The villa now inhabited by Madame von Harder and her daughter was much
handsomer in appearance, and more sumptuously furnished, than the
modest chalet which had served them as a residence on the occasion of
their former visit.

The Baroness now thought it imperatively necessary to live at all times
in a style befitting their rank; she clung to this satisfaction which
she had once so painfully missed, and Gabrielle yielded to her entirely
as regarded external things. Carriages and servants had therefore, of
course, followed in their train, and Madame von Harder had just driven
out on an excursion to the town, leaving her daughter at home alone.

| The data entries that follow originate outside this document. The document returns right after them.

PR #694, opened 2017-01-20
chore: remove conflict tags

zhuangya:


alexcrichton:
It looks like this may no longer have any changes in it, I wonder if this is already fixed on master?

zhuangya:
yup closing it.

PR #701, opened 2017-01-25
Add an embedded chat

skade:
This adds instant access to #rust and #rust-beginners through our
website.

### DIFF
--- a/chat.md
+++ b/chat.md
@@ -1,0 +1,3 @@
+---
+layout: redirect
+---
--- a/en-US/chat.md
+++ b/en-US/chat.md
@@ -1,0 +1,16 @@
+---
+layout: default
+title: Rust Language Chat Rooms
+---
+
+<iframe src="https://kiwiirc.com/client/irc.mozilla.org:+6667/#rust,#rust-beginners" style="border:0; width:100%; height:80vh"></iframe>
+
+<div class="container">
+
+  <section>
+    <h2>Code of Conduct</h2>
+
+    <p>The <a href="https://www.rust-lang.org/en-US/conduct.html">Rust Code of Conduct</a> applies to these channels.</p>
+  </section>
+</div>
+


aturon:
cc https://github.com/rust-lang/rfcs/pull/1865 -- I think something along these lines could be plausible if we decide to stick with IRC as our primary entry point, but it's a bit premature to take this step until we've settled the question on the RFC, I think.

skade:
Hm, I was under the impression that the RFC is not about discussing a primary access point, just adding additional venues.

The community teams discussion yesterday was that inaccessibility and mediocre usability of mibbit is a major source of confusion when participating in IRC, so this would be a usable fix that should be monitored. I'll take that to the RFC discussion and #rust-community.

Hoverbear:
This might be slightly off topic or out of scope but I was very impressed with https://kiwiirc.com/ as a web IRC client, and it can have similar embedded links.

skade:
With the RFC apparently on the way out, and IRC sticking with us for another cycle, shall we move forward with this (meaning that I'd actually make the embedding not look like banged in literal 3 minutes and provide proper linking from the rest of the page).

aturon:
cc @rust-lang/core

Given that we're likely to stick with IRC for the time being at least, I think it makes sense to do something here.

(When I tried this out myself, I found that it took a *very* long time to load up in Firefox. Are there multiple such embedded clients we should consider?)

skade:
I know of no other and on novemb.rs, I never had any issues.

Could you try here? http://novemb.rs/chat.html

alexcrichton:
This seems fine by me, although it'd be nice if the styling would match the rest of the site (but that's likely quite difficult)

skade:
@alexcrichton that would, to the state of my knowledge, mean to design and write a complete theme. I'm also not sure how usable that might end up :).

aturon:
@skade Ok, I tried it there and it worked quite well. It looks slick!

I'll add this as an agenda item to the core team meeting tomorrow and try to reach consensus or at least gather more feedback.

skade:
Okay, please give me a thumbs up/down afterwards, I'd like to polish this properly, then.

aturon:
@skade Sorry for the long delay -- we've had a very full core team agenda and it took until today's meeting to get back to this.

In any case, the consensus was that this change seems like an improvement (though there continue to be some technical problems we should sort through before landing), and making it easier to access IRC is a good goal for the moment.

That should *not* be taken to mean that Slack, or some other communication channel, is out of the question for the future.

skade:
> @skade Sorry for the long delay -- we've had a very full core team agenda and it took until today's meeting to get back to this.
> 
> In any case, the consensus was that this change seems like an improvement (though there continue to be some technical problems we should sort through before landing), and making it easier to access IRC is a good goal for the moment.
> 
Cool, I'll clean the corners. This is a literal 5-minute proposal implementation :).

> That should not be taken to mean that Slack, or some other communication channel, is out of the question for the future.
> 
That reflects my stance, too.

skade:
It seems like there are a lot of kiwiirc users on moznet currently:

```
Error Connecting (Closing link: (kiwitest@195.26.67.20) [Too many connections from your IP (global class). If you have a Mozilla LDAP account, you can get a temporary exemption here: https://iplimit.irc.mozilla.org/])
```

Anything we can do about that?

steveklabnik:
@skade  any updates here?

skade:
@steveklabnik I haven't been able to get in touch with anyone at mozilla about this. I'll try again, thanks :).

Gabrielle stood on the terrace which fronted the lake. Yes, that was
she, that slender figure with fair hair, clad in a light summer dress.
The fresh sweet face had lost nothing of its fascinating charm, but the
charm itself was changed. The old happy buoyancy, the radiant
brightness had vanished, gone with the saucy, childish merriment which
once laughed in those sunny brown eyes--but, in lieu of them, the face
had gained the one thing which had been wanting to it: intensity of
expression. Whether it lay in the sorrowful lines about her mouth,
which not even a smile could altogether chase away, or in the shadow
hiding in those deep dark eyes--small matter, it was there, and the
soul, which spoke in it, idealised, perfected her whole being.

Leaning slightly forward against the balustrade, Gabrielle gazed out at
the landscape, dreamily absorbed in thought. She turned half
impatiently, as a servant appeared, and presented a card.

Hardly had she glanced at it when she grew very pale, and the card
trembled in her hands.

"The gentleman begs that he may be allowed to see the Baroness on an
urgent matter of business," reported the servant.

"Show the gentleman in," she answered, and left the terrace to receive
her visitor.

In another minute Dr. Brunnow entered the drawing-room.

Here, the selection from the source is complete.